* [ABOUT THIS TASK]:
Find every line below with the word "Markup" in it, and copy each one.
(Beginning of EXERCISE DATA)
PR #2288, opened 2025-07-22
meson: Add glib runtime dependency for ACLs

rdmark:
Notably on Alpine Linux, for ACLs to function you need the GNOME glib runtime dependency

This hasn't triggered before because the glib dependency has been linked with implicitly through other features such as Spotlight, but when disabling Spotlight it came to light

### DIFF
--- a/.github/workflows/build.yml
+++ b/.github/workflows/build.yml
@@ -52,6 +52,7 @@ jobs:
             dbus-dev \
             flex \
             gcc \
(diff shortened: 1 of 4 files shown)


rdmark:
@cheesestraws After merging this, the spectest failure that blocks the other PRs should get resolved.

cheesestraws (approved):

PR #80, opened 2016-02-09
Add projects that use Bisect_ppx

aantron:
I did a GitHub search for Bisect_ppx. I tried to pick "well-known" projects, and took only those that post a coverage report that we can link to. However, I am not in a position to fairly state if Markup.ml qualifies as "well-known." Indeed, it's quite young and unproven. I can, however, say that it has a lot of code, and benefitted greatly from Bisect_ppx. It brought me here :)

In general, due to our involvement, I would prefer to list neither Oml nor Markup.ml in the project list, under such a subjective criterion. However, this would leave us with only one (or two, if we keep Oml) project in the list.

What do you think?

### DIFF
--- a/README.md
+++ b/README.md
@@ -9,7 +9,8 @@ use it for tracing: run one test, and see what is visited.
 <br>
 
 For a live demonstration, see the [coverage report][self-coverage] Bisect_ppx
-generates for itself.
+generates for itself. You may also want to see
+[projects that use Bisect_ppx](#bisect_ppx-in-practice).
 
 [self]:          https://github.com/rleonid/bisect_ppx
 [releases]:      https://github.com/rleonid/bisect_ppx/releases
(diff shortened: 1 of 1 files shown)


aantron:
Meant to also say: I would have liked to mention containers and ocamllint, but they don't (apparently) post reports.

aantron:
And, is it Oml which caused you to fork Bisect?

rleonid:
I think that we can go without those tools that report coverage. For example [Ketrew](https://github.com/hammerlab/ketrew/blob/master/OMakeroot#L24) and [Sosa](https://github.com/hammerlab/sosa/blob/master/Makefile#L26) use bisect_ppx. It was Ketrew that got me to fork it.

aantron:
Without, as in beyond? Could you take over this PR from here?

rleonid:
Sorry, (just can't write well today). I meant to say that we can list those projects without pointing to their coverage results.

rleonid:
Yes, I'll take over and add some, just a sec.

aantron:
The main reason I wanted to restrict the list to projects that post reports is that I wanted it to be a list of demos useful to visitors, more than a list showing adoption of Bisect_ppx. I don't have a strong opinion on this, however.

rleonid:
Fair enough, then I won't search for more projects. Perhaps as part of the release to the mailing message, we can add "If you're using Bisect_ppx for your work please let us know."

rleonid:
Merge this when ready.

aantron:
Ok, I will work an invitation into the announcement. By the way, did you configure Coveralls to be really strict about what counts as a failure? Right now, we are getting failed checks for no coverage changes.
(End of EXERCISE DATA)
* [RESPONSE]:
I did a GitHub search for Bisect_ppx. I tried to pick "well-known" projects, and took only those that post a coverage report that we can link to. However, I am not in a position to fairly state if Markup.ml qualifies as "well-known." Indeed, it's quite young and unproven. I can, however, say that it has a lot of code, and benefitted greatly from Bisect_ppx. It brought me here :)
In general, due to our involvement, I would prefer to list neither Oml nor Markup.ml in the project list, under such a subjective criterion. However, this would leave us with only one (or two, if we keep Oml) project in the list.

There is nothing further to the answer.